Lesbian Activists Arrested At Focus HQ

They went to Focus on the Family world headquarters, took the guided tour, futilely asked to see ministry founder James Dobson, refused to leave, and got arrested.

It was pretty much what Dotti Berry and Robynne Sapp expected of their Monday.

The lesbian women, from Blaine, Wash., are activists of the nonviolent type who belong to Soulforce, a national civil rights group that fights for freedom for lesbians, gays, bisexuals and transgendered people. Specifically, this week Berry and Sapp wanted to exact a promise that Dobson would stop uttering “misleading statements about research on lesbian and gay parents” – essentially claiming that gay and lesbian couples are not fit to be parents.

  “Dobson and his staff at FotF have consistently misrepresented LGBT families as dangerous and undeserving of equal protection under the law,” noted Soulforce in a news release announcing this week’s action. “These dehumanizing portrayals are often bolstered by misleading references to social science research.”

Berry and Sapp got to Focus in time for the 11 a.m. tour. By 1:30 p.m. they had been arrested and were being led out of the building by police.

The action is the latest in a continuing string of protests by Soulforce members at the Colorado Springs ministry.

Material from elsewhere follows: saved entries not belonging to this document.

PR #27807, opened 2023-10-26
chore: stream trace viewer logs

pavelfeldman:


packages/playwright-core/src/server/trace/recorder/tracing.ts
```diff
@@ -368,6 +368,13 @@ export class Tracing extends SdkObject implements InstrumentationListener, Snaps
     return this._captureSnapshot(event.inputSnapshot, sdkObject, metadata, element);
   }
 
+  onCallLog(sdkObject: SdkObject, metadata: CallMetadata, logName: string, message: string) {
+    if (logName !== 'api')
+      return;
+    const event = createActionLogTraceEvent(metadata, message);
+    this._appendTraceEvent(event);
```
dgozman, line 375: Let's not flush log events in non-live mode? See `_appendTraceEvent`.

packages/trace-viewer/src/traceModel.ts
```diff
@@ -17,8 +17,9 @@
 import type * as trace from '@trace/trace';
 import type * as traceV3 from './versions/traceV3';
 import type * as traceV4 from './versions/traceV4';
+import type * as traceV5 from './versions/traceV5';
```
dgozman, line 20: Missing the file I guess.

packages/trace-viewer/src/traceModel.ts
```diff
@@ -238,16 +249,16 @@ export class TraceModel {
...
+      return [event];
+    const lastVersion: trace.VERSION = 6;
     for (let version = this._version; version < lastVersion; ++version) {
       event = (this as any)[`_modernize_${version}_to_${version + 1}`].call(this, event);
       if (!event)
-        return null;
+        return [];
     }
-    return event;
+    return Array.isArray(event) ? event : [event];
```
dgozman, line 261: I guess we have to change all modernizers to return an array now, to avoid this hack.

packages/trace-viewer/src/traceModel.ts
```diff
@@ -184,11 +188,18 @@ export class TraceModel {
         existing!.point = event.point;
         break;
       }
+      case 'log': {
+        const existing = actionMap.get(event.callId);
+        existing!.log.push({
+          time: event.time,
```
dgozman, line 194:
```suggestion
          time: event.time === -1 ? existing.endTime : event.time,
```

packages/trace-viewer/src/traceModel.ts
```diff
@@ -384,6 +395,17 @@ export class TraceModel {
     }
     return event;
   }
+
+  _modernize_5_to_6(event: traceV5.TraceEvent): trace.TraceEvent | trace.TraceEvent[] | null {
+    if (event.type !== 'after' || !event.log.length)
+      return event;
+    return event.log.map(log => ({
```
dgozman, line 402: This seems to drop the actual `after` event on the floor?

packages/trace-viewer/src/traceModel.ts
pavelfeldman: I don't think we should do that.

dgozman (approved):

PR #27815, opened 2023-10-26
fix(html): rendered '0' in the header

mxschmitt:
This regressed in https://github.com/microsoft/playwright/commit/c8134bca5df3f6e460c5c7f30b0e421dd9c6cec6.

Note: 00 && <Some Element /> will render a 0 in React. Always check for length > 0.

Drive-by: Aligned it to `foo.length > 0` check while `!!foo.length` works too, just to keep it consistent.


dgozman (approved):

mxschmitt:
superseded by https://github.com/microsoft/playwright/commit/86c78c1e0fd97f0a32ccd94e438f13fe0f0e1f1e

Issue #27792, opened 2023-10-25
[internal] file upload Android tests are failing


mxschmitt:
Since: https://github.com/microsoft/playwright/pull/27671

https://github.com/microsoft/playwright-browsers/actions/workflows/tests-android.yml

PR #27835, opened 2023-10-27
fix: allow uploading large files on Android

mxschmitt:
https://github.com/microsoft/playwright/issues/27792

### DIFF
--- a/packages/playwright-core/src/server/android/android.ts
+++ b/packages/playwright-core/src/server/android/android.ts
@@ -21,7 +21,8 @@ import os from 'os';
 import path from 'path';
 import type * as stream from 'stream';
 import { wsReceiver, wsSender } from '../../utilsBundle';
-import { createGuid, makeWaitForNextTask, isUnderTest, getPackageManagerExecCommand } from '../../utils';
+import type { RegisteredListener } from '../../utils';
+import { createGuid, makeWaitForNextTask, isUnderTest, getPackageManagerExecCommand, eventsHelper } from '../../utils';
 import { removeFolders } from '../../utils/fileUtils';
 import type { BrowserOptions, BrowserProcess } from '../browser';
 import type { BrowserContext } from '../browserContext';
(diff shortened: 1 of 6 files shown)


packages/playwright-core/src/server/android/android.ts
```diff
@@ -343,6 +345,35 @@ export class AndroidDevice extends SdkObject {
     validateBrowserContextOptions(options, browserOptions);
 
     const browser = await CRBrowser.connect(this.attribution.playwright, androidBrowser, browserOptions);
+    {
+      const androidArtifacts = new Set<string>();
+      browser._interceptSetInputFilePaths = async (page, files) => {
+        const newLocalFiles = [];
+        for (const file of files) {
+          const localFileName = `/data/local/tmp/pw/${path.basename(file)}`;
```
yury-s, line 353: this may clash with other file names

packages/playwright-core/src/server/android/android.ts
```diff
@@ -343,6 +345,35 @@ export class AndroidDevice extends SdkObject {
     validateBrowserContextOptions(options, browserOptions);
 
     const browser = await CRBrowser.connect(this.attribution.playwright, androidBrowser, browserOptions);
+    {
+      const androidArtifacts = new Set<string>();
+      browser._interceptSetInputFilePaths = async (page, files) => {
```
yury-s, line 350: This is quite a hack. I'd rather get createTempFile to create files on the android device, wdyt?

packages/playwright-core/src/server/chromium/crPage.ts
```diff
@@ -333,6 +333,8 @@ export class CRPage implements PageDelegate {
   }
 
   async setInputFilePaths(progress: Progress, handle: dom.ElementHandle<HTMLInputElement>, files: string[]): Promise<void> {
+    if (this._browserContext._browser._interceptSetInputFilePaths)
```
yury-s, line 336: I'd rather revert the change that fixed lastModified, this becomes too hairy. Maybe we can move `convertInputFiles` logic to the server and let it properly handle the android case?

Last July nearly 100 activists participated in a march, beginning on the steps of the state capitol in Denver for 70 miles to the front doors of Focus on the Family in northern Colorado Springs.

Their message, as always: They are not freaks, they are not pedophiles, they are not mentally unbalanced. They are gay. They are faithful. They have partners and families. They are actual, real, live human beings.

They were not welcomed at the ministry with open arms. Nor were they welcomed the year before, on May Day 2005, when they staged a 700-person-strong nonviolent rally there.

The gay activists had hoped to tour the digs, but, rather than risk the prospect of happy same-gender couples frolicking hand-in-hand through their broad hallways, or eating a snack in their chapelteria, Focus on the Family pulled up the drawbridge, barring all visitors for the day. Ministry executives refused to meet with Soulforce representatives, claiming its execs were all out of town.

Soulforce is co-founded by Mel White. A former ghostwriter for evangelicals like Jerry Falwell and Pat Robertson, White burned through more than $100,000 trying to “cure” himself of his homosexuality. He tried psychotherapy, electroshock, exorcism. None of it worked.

In an April 2004 interview with the Colorado Springs Independent, White explained what he and other Soulforce activists ultimately hope to accomplish.

“At the heart of it is the model of intervention. When a family finds a family member who is destructive to herself or to her community, they have to intervene. They simply take that person aside and say, ‘Since you can’t see that you need help, we’re going to have to help you get help.’

“And so we’re intervening [at Focus on the Family] because Mr. Dobson leads a double life. His rhetoric has gotten so irresponsible and so destructive; he says one thing to certain publics and he says a total other thing to others. He will say, for example, to a rally in Washington, D.C., that we’ve videotaped recently, that we need to treat gay people with dignity and respect. And everybody cheered. And then he goes on to say to ‘you moms and dads’ that we homosexuals are the worst possible threat to your children. That we are child molesters, that we shouldn’t be allowed to teach or coach or foster care or adopt.

“You can’t say both things. His rhetoric leads to hatred and he is not being held accountable for it. We are coming to Colorado Springs to try to help him to understand the tragic consequences of his hyperbole and his half-truths and his lies. We’re trying to hold him accountable and say this area, this part of Colorado Springs, this world headquarters, is a source of toxic rhetoric that is poisoning the national discourse. He’s poisoning the air against millions of innocent Americans who do not in any way reflect the lies that he tells about us.